> WORK INSTRUCTIONS:
In the listing below, the lines starting with the line with "where coverage begins" and going on through the line with "- pull collection version/type from headers" are to be reproduced exactly, and only those.

> INPUT DATA:
PR #4020, opened 2022-11-02
WV-2478: Dynamic granule layer start/end date handling

jasontk19:
### WV-2477
* make sure dates show properly in coverage panel
* make sure dates don't line break in layer info panel

### WV-2478
* Remove handling for projection-specific date ranges (was needed when GIBS served date ranges for each individual granule)
* Assume granule layers without a defined end date are ongoing and have available imagery up until current time

## How to Test

* Checkout this branch
* Run `NODE_ENV=development npx webpack` to build the UI based on this branch
* Place [this pre-built configuration file](https://github.com/nasa-gibs/worldview/files/9924051/wv.json.zip) into the `web/config/` directory (overwrite what is there) after the build
* `npm run watch` to serve the build with the pre-built config file in place

### WV-2477
* Check timeline date coverage panel and layer info panel
* Confirm start-end dates fit into a single line and there are no line breaks (as seen in the ticket)

### WV-2478
This is a little trickier to really put to the test since, if you just built, the dates in the GC will be fairly recent.  To really test this, you probably want a modified `wv.json` with start/end dates and date ranges that are somewhat in the past in order to test the 15 day rolling date window more effectively.  Note that, on the configuration branch, the rolling window was set to 14 days since going back 15 days introduced a bit of time with no imagery.

* Open the app with a granule layer
* Browse around the dates where coverage begins 
* Browse around the dates where coverage ends (most current time)
* Confirm imagery works almost to the end of the coverage limits
* Note that there are some limitations and that the limits cannot be exact at this time (see internal ticket comments for more details)


ryanweiler92 (approved):

minniewong (approved):
🚀

PR #4025, opened 2022-11-04
WV-2094: Show layer collection version and type in sidebar

jasontk19:
## Description

- pull collection version/type from headers
- display in layer row

## Todo

- [x] How do we handle data in the map "wings"?  Since we load and tiles for technically three days at a time for some layers, is there a chance that a user looks at some data in the left wing which is from an NRT layer while middle or right wing is a STD layer?
- [ ] How do we handle when tiles are pulled from the browser cache?  If you load the app and all the tiles for a layer are loaded from the cache, there is no way to know what the `layer-identifier-actual` header would have been were it requested from the server.

## How To Test

1. Build against the BEST endpoint in an environment that supports the custom tile headers (GITC UAT) 
2. Add a layer that we know should should sometimes return NRT and sometimes STD depending on the date selected
  * An example layer could be `VIIRS_NOAA20_Clear_Sky_Confidence_Day`
4. Choose the most recent possible date of imagery which should be NRT
  * For the example layer, `2022-07-07` appears to be NRT (as of 2022-11-9)
5. Confirm that the version and "NRT" show in the layer info row of the sidebar
6. Change the date to something earlier that still has coverage
7. Confirm that the sidebar now shows "STD" (the version may or may not change depending on layer


minniewong (approved):
Great! Point to develop though

PR #4038, opened 2022-12-06
WV-2507: Implementing mobile animation widget updates

ryanweiler92:
## Description

Implementing the suggested updates to the mobile animation widget.

## How To Test

-`git checkout wv-2507`
-`npm run watch`
- Open the dev tools and switch to one of the iPhone views.
- Open the animation widget.
- Verify that the body of the widget is better centered and looks like the suggestions from the JIRA ticket WV-2467.


Tomcariello (changes requested):
iPhone SE (375x667) does not render well. Every other device I tested looks great.

Tomcariello (approved):

minniewong (approved):
Looks great!

PR #4053, opened 2022-12-13
WV-2528: Removing embed tab and updating related tests

ryanweiler92:
## Description

This removes the embed tab from the share modal. Also updates all of the tests related to embed.

## How To Test

1. `git checkout wv-2528`
2. `npm run watch`
3. Click the share button.
4. Verify that the embed tab is not there.


minniewong (commented):
Verified that I don't see the embed tab anymore; we may also want to update the text in the "Introduction to Worldview" tour story to remove the reference to the embed mode. I can do it and push to your branch if you would like.

ryanweiler92:
> Verified that I don't see the embed tab anymore; we may also want to update the text in the "Introduction to Worldview" tour story to remove the reference to the embed mode. I can do it and push to your branch if you would like.

Good call, I just removed the text in the last commit.

minniewong (approved):
thanks!

minniewong:
Should we also hide/remove: https://github.com/nasa-gibs/worldview/blob/main/doc/embed.md?

ryanweiler92:
> Should we also hide/remove: https://github.com/nasa-gibs/worldview/blob/main/doc/embed.md?

I added that markdown file to our `gitignore` file and removed it from the cache. So we should be able to just remove that line from the `gitignore` file if we want to bring it back. Worst case we can just make a new one.

minniewong:
> > Should we also hide/remove: https://github.com/nasa-gibs/worldview/blob/main/doc/embed.md?
> 
> I added that markdown file to our `gitignore` file and removed it from the cache. So we should be able to just remove that line from the `gitignore` file if we want to bring it back. Worst case we can just make a new one.

nice!

PR #4027, opened 2022-11-16
WV-2374: Creating React Components for Map UI

ryanweiler92:
## Description

This update replaces the files previously called `ui.js` and `combine-ui.js` with React components in the new MapUI folder. The behavior of WV should be entirely the same. Changing these into React components will make the logic in these files much easier to maintain and read when it requires changes or updates.

## How To Test

- Checkout to branch `wv-2445`
- `npm run watch`
- Test as much functionality as you can to make sure that WV still operates entirely the same. The scope of these files is very wide ranging and includes many aspects of WV such as updating projections, dates, markers, layers, opacity etc...

PR #4069, opened 2022-12-21
WV-2374: React Map Component 

ryanweiler92:
## Description

This is an updated branch of [the original React map component PR](https://github.com/nasa-gibs/worldview/pull/4027) that includes the latest changes from our develop branch. I made a new branch so that I can preserve the old one in case we run into any issues. I tested this pretty thoroughly but it's probably worth one more look. 

## How To Test
1. `git checkout wv-2374-updated`
2. `npm ci`
3. `npm run build`
4. `npm run watch`
5. Everything should work the same. You should be able to see all of our changes we made in develop. There should be no performance issues.


minniewong (approved):
Everything seems to work really well!

PR #4072, opened 2022-12-28
WV-2536 Fixing granule layers getting stuck

ryanweiler92:
## Description

This fixes a bug that was causing the initial granule layer that gets added to the map when you add a granule layer to stay on the map after you changed dates. So there would be multiple granule layers visible at one time (one would be with incorrect dates). 

1. `git checkout wv-2536-fixing-granules`
2. `npm run watch`
3. Add any granule layer
4. Move the date backwards by one day. 
5. Verify that the map rerenders and removes the previous layer granule layer. 

This is an image of what it would look like after adding a granule layer and changing the date. It should no longer appear like this.
stuck-granules-example

### DIFF
--- a/web/js/mapUI/components/layers/addLayer.js
+++ b/web/js/mapUI/components/layers/addLayer.js
@@ -27,7 +27,7 @@ const AddLayer = (props) => {
     if (action.type === layerConstants.ADD_LAYER) {
       const def = lodashFind(action.layers, { id: action.id });
       if (def.type === 'granule') {
-        granuleLayerAdd(def);
+        return granuleLayerAdd(def);
       }
       clearPreload();
       addLayer(def);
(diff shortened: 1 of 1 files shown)


Tomcariello (changes requested):
This is not working for me. I decrement by DAY & I get the new imagery but the old imagery persists.

Is there something I need to do aside from running 'npm run build' prior to testing?

ryanweiler92:
> This is not working for me. I decrement by DAY & I get the new imagery but the old imagery persists.
> 
> Is there something I need to do aside from running 'npm run build' prior to testing?
@Tomcariello 
Hmm I just tried it again and it seems to be working for me. Can you try one more time with these instructions? 
1. `git checkout wv-2536-fixing-granules`
2. `npm ci`
3. `npm run build`
4. `npm run watch`
5. Change date to December 31st 2022
6.  Add any granule layer
7. Move the date backwards by one day. (Careful that you are selecting day because the default value for the date arrows will be 10 minutes for this layer). 
8.  Verify that the map rerenders and removes the previous layer granule layer.

Tomcariello (approved):
I have re-tested on 2 different machines & everything is working as expected.

PR #4104, opened 2023-02-21
WV-2604: Reimplement embed mode with <object> tag

ryanweiler92:
## Description

This reimplements the embed element creation in the share menu. The iFrame tag has been replaced with the object tag and its properties updated accordingly.

## How To Test

1. `git checkout wv-2604`
2. `npm run watch`
3. Click the `share` button in the top right.
4. Select the embed tab. 
5. Verify that the element that is created looks similar to:
`<object type="text/html" data="http://localhost:3000/?lg=false&t=2023-02-21-T12%3A37%3A06Z&em=true" width="100%" height="100%" role="application"></object>`


ZachTRice (approved):
Looks good. Let's wait until after v4.0.0 is released to merge this into develop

> EXERCISE OUTPUT:
* Browse around the dates where coverage begins 
* Browse around the dates where coverage ends (most current time)
* Confirm imagery works almost to the end of the coverage limits
* Note that there are some limitations and that the limits cannot be exact at this time (see internal ticket comments for more details)


ryanweiler92 (approved):

minniewong (approved):
🚀

PR #4025, opened 2022-11-04
WV-2094: Show layer collection version and type in sidebar

jasontk19:
## Description

- pull collection version/type from headers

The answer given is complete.